【観光学へのナビゲーター 16】地方創生の切り札?「農泊(NOUHAKU)」 日本国際観光学会・東洋大学大学院国際観光学研究科 博士前期課程 木本和男

  • 2019年10月29日

大本和男氏

 わが国では、「観光」を成長戦略の柱、地方創生の鍵として、観光振興に取り組んでおり、昨年度の訪日外国人旅行者数は3,119万人、旅行消費額は4兆5,064億円と、いずれも過去最高を記録した。
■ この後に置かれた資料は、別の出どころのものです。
PR #430, opened 2022-12-09
Add postgres data type limitation

Deep1998:


manitgupta (approved):
Thanks for taking up the upgrade!

PR #434, opened 2022-12-13
using older dataflow template version

shreyakhajanchi:
- Modified dataflow template path to point to older release
- Remove postgreSQL minimal downtime migration from UI


bharadwaj-aditya (approved):
LGTM

PR #436, opened 2022-12-16
Phase2 bughunt v10

shellymathew98:
**Bug Fixes:** 

1. If a table has multiple interleaving candidates suggestion is being shown only for one.
2. Use same rate schema method from report.go instead of the one in utilities/rate_schema.go and don't use colour as category name.


webv2/web.go
```diff
@@ -777,98 +777,95 @@ func setParentTable(w http.ResponseWriter, r *http.Request) {
 }
 
 func parentTableHelper(table string, update bool) *TableInterleaveStatus {
-	tableInterleaveStatus := &TableInterleaveStatus{Possible: true}
```
shreyakhajanchi, line 780: getting same issue twice after changing pk order : https://drive.google.com/open?id=1j0Og0EnjsO2-nfaVUGZfM5SOye3e4T3A&authuser=0&resourcekey=0-WbU2fin4SYQWyLxMSfp-OA&usp=drive_link

webv2/web.go
```diff
@@ -777,98 +777,95 @@ func setParentTable(w http.ResponseWriter, r *http.Request) {
...
+	tableInterleaveStatus := &TableInterleaveStatus{
```
shreyakhajanchi, line 780: Parent table name not showing up in the 2nd interleave suggestion here: https://drive.google.com/open?id=1Tjhp98QK0G-8KmzYq_vVoLPRPyiB6VWJ&authuser=0&resourcekey=0-xGclQBkYSTRjrk4YNoyBcQ&usp=drive_link

web/web.go
```diff
@@ -1117,23 +1117,23 @@ func rateSchema(cols, warnings int64, missingPKey bool) string {
...
 	case warnings == 0 && missingPKey:
-		return "BLUE"
+		return "GOOD"
 	case good(cols, warnings) && !missingPKey:
-		return "BLUE"
+		return "GOOD"
 	case good(cols, warnings) && missingPKey:
-		return "BLUE"
+		return "GOOD"
 	case ok(cols, warnings) && !missingPKey:
```
shreyakhajanchi, line 1129: What is yellow here ? We should replace that too

ui/src/app/components/object-detail/object-detail.component.html
```diff
@@ -412,7 +412,7 @@ <h3 class="title">
           </ng-container>
 
           <ng-container matColumnDef="srcOrder">
-            <th class="table_header" mat-header-cell *matHeaderCellDef>Order</th>
+            <th class="table_header" mat-header-cell *matHeaderCellDef>S No.</th>
```
shreyakhajanchi, line 415: Primary key tab shows `S. No` for source and `order` for spanner which is wrong. It should be order for both as column orders matter in PK.

webv2/web.go
```diff
@@ -777,98 +777,95 @@ func setParentTable(w http.ResponseWriter, r *http.Request) {
...
+		Possible: false,
```
shreyakhajanchi, line 781: Two different suggestions showing same parent names: https://drive.google.com/open?id=1Bq1PHW-y9gplCByUFJdP7nS6Hh3ggcjH&authuser=0&resourcekey=0-s3FuRHQq9MyZyjku6UX9cg&usp=drive_link

shreyakhajanchi (commented):
The interleaving suggestions are not working properly in case a table has multiple interleaving candidates

web/web.go
Ronak-Searce: Yellow was associated with "OK" according to the previous implementation

Ronak-Searce: Yellow is replaced with "OK"

ui/src/app/components/object-detail/object-detail.component.html
shellymathew98: Fixed.

webv2/web.go
lyazii22: Updated. Please review it.

webv2/web.go
lyazii22: Updated. Please review it.

webv2/web.go
lyazii22: Updated. Please review it.

webv2/web.go
```diff
@@ -940,98 +940,95 @@ func setParentTable(w http.ResponseWriter, r *http.Request) {
 }
 
 func parentTableHelper(table string, update bool) *TableInterleaveStatus {
-	tableInterleaveStatus := &TableInterleaveStatus{Possible: true}
```
shreyakhajanchi, line 943: Interleave tab showing wrong parent table name and the css for Interleaved: at the top in header is also messed up: https://drive.google.com/open?id=15ObNMC8aOSjnK12Rl4uDkattqNzgLZBU&authuser=0&resourcekey=0-He1TRQDQPE2ScXqT2wwntA&usp=drive_link

shreyakhajanchi: After changing the primary key order and interleaving the parent table is not as expected

mayank2913: Updated

shreyakhajanchi (commented):
Majorly LGTM, 2 issues:
1. After changing PK order then interleaving then converting it back to foreign key is changing PK order
2. ng build files are not updated

shreyakhajanchi (approved):
LGTM

PR #439, opened 2022-12-22
Add support for JSONB data type for PG Spanner

manitgupta:
Adds support for PG.JSONB data type for PG Spanner.
All Postgres JSONB data type columns are now mapped to PG.JSONB data type instead of `character varying`.

Please note that the Postgres JSON data type, and JSON/JSONB arrays still map to `character varying`. This change only handles the `JSONB` data type.

Testing:
Command Run - 

```
./harbourbridge schema-and-data -source=postgresql --target-profile="instance=manit-testing,dialect=postgresql" --source-profile="host=localhost,port=5432,user=postgres,password=postgres@123,dbName=harbourbridge"
```

Spanner DDL:
```
CREATE TABLE test (
  id bigint NOT NULL,
  data jsonb,
  data_json character varying,
  PRIMARY KEY(id)
);
```

Source DDL:
|table_name|column_name|data_type|
|----------|-----------|---------|
|test|id|integer|
|test|data|jsonb|
|test|data_json|json|

The table contains 2 rows which get written to Spanner.

PR #445, opened 2023-01-09
Extend conversion from source JSON to PG Spanner JSONB

manitgupta:
We will map `JSON` from postgres, mysql and oracle to the JSONB data type in PGSpanner, in addition to `JSONB` which was done previously.

#### MySQL 

```
create table json_test (
id int,
col json,
primary key(id));

INSERT INTO json_test(id, col) VALUES (1, '{"pid": 101, "name": "name1"}');
```

HB command - 
```
./harbourbridge schema-and-data -source=mysql --target-profile="instance=manit-testing,dialect=postgresql" --source-profile="host=localhost,port=3306,user=root,password=mysql@123,dbName=SHARD3"
```

Result - Schema and Data migrated to Spanner. 

Dest Schema
```
CREATE TABLE json_test (
  id bigint NOT NULL,
  col jsonb,
  PRIMARY KEY(id)
);
```

#### PostgreSQL
Already captured here in #439.

### DIFF
--- a/sources/mysql/data.go
+++ b/sources/mysql/data.go
@@ -118,7 +118,7 @@ func convScalar(conv *internal.Conv, spannerType ddl.Type, srcTypeName string, T
 		return val, nil
 	case ddl.Timestamp:
 		return convTimestamp(srcTypeName, TimezoneOffset, val)
-	case ddl.JSON:
+	case ddl.JSON, ddl.JSONB:
 		return val, nil
 	default:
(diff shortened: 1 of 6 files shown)


charvisingla (approved):
LGTM

JSONB is the closest data type to map all JSON like data types from all sources(including postgres) for Spanner PG Dialect.

shreyakhajanchi (approved):
LGTM

PR #448, opened 2023-01-20
code refactoring to modify ToSpannerType

shreyakhajanchi:
Changes:
1. Currently, other PostgreSQL data types that have GSQL equivalent are treated differently from JSONB. Add similar handling for JSONB and map it to JSON column of GSQL dialect.
2. Refactored the toddl interface to have singe ToSpannerType method for both UI and CLI.

Bug link: https://b.corp.google.com/issues/265607004

Tests Run:

1. End to end bulk migration from UI for PostgreSQL database with columns of all supported data type
4. End to end minimal downtime migration from UI for MySQL database with columns of all supported data type
5. CLI schema and data migration to postgres dialect from MySQL database with columns of all supported data type. Cmd used: `go run main.go schema-and-data -source=mysql -source-profile='host=35.222.246.87,user=root,dbName=postgres_test,password=xxx' -target-profile='project=span-cloud-testing, instance=shreya-test-1, dbName=h4, dialect=postgresql'`

### DIFF
--- a/schema/schema.go
+++ b/schema/schema.go
@@ -138,3 +138,11 @@ func (ty Type) Print() string {
 	}
 	return s
 }
+
+func MakeType() Type {
+	return Type{
+		Name:        "",
+		Mods:        []int64{},
+		ArrayBounds: []int64{},
+	}
+}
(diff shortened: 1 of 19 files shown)


manitgupta (changes requested):
One suggested change in the `ToSpannerType` interface, other than that rest looks good.

manitgupta (approved):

引き続き、2020年までに訪日旅行者数4,000万人、消費額は8兆円という目標達成に向けて、訪日外国人旅行者数は射程圏内に入り、とりわけ旅行消費額の拡大について、官民一体となって進めているところである。

 政府は、「明日の日本を支える観光ビジョン」(平成28年3月30日)に基づき、全国各地では、文化・伝統・食などの観光資源の磨き上げ等を進め、観光地域づくりを行っている。そして、その賑わいを10年、20年と持続させ、地域の活性化(=地方創生)につなげていくことが重要となっている。

 この中で、農山漁村地域の所得向上、地方創生を実現するための重要な政策の一つとして「農泊」を位置づけており、インバウンドを含む観光客を農山漁村に呼び込み、旅行消費額の拡大や地域を活性化するための取り組みを進めている。事実、「日本ならではの伝統的な生活体験と非農家を含む地域の人々との交流を楽しむ『農泊』を推進する」と位置づけられ、積極的に展開されつつある。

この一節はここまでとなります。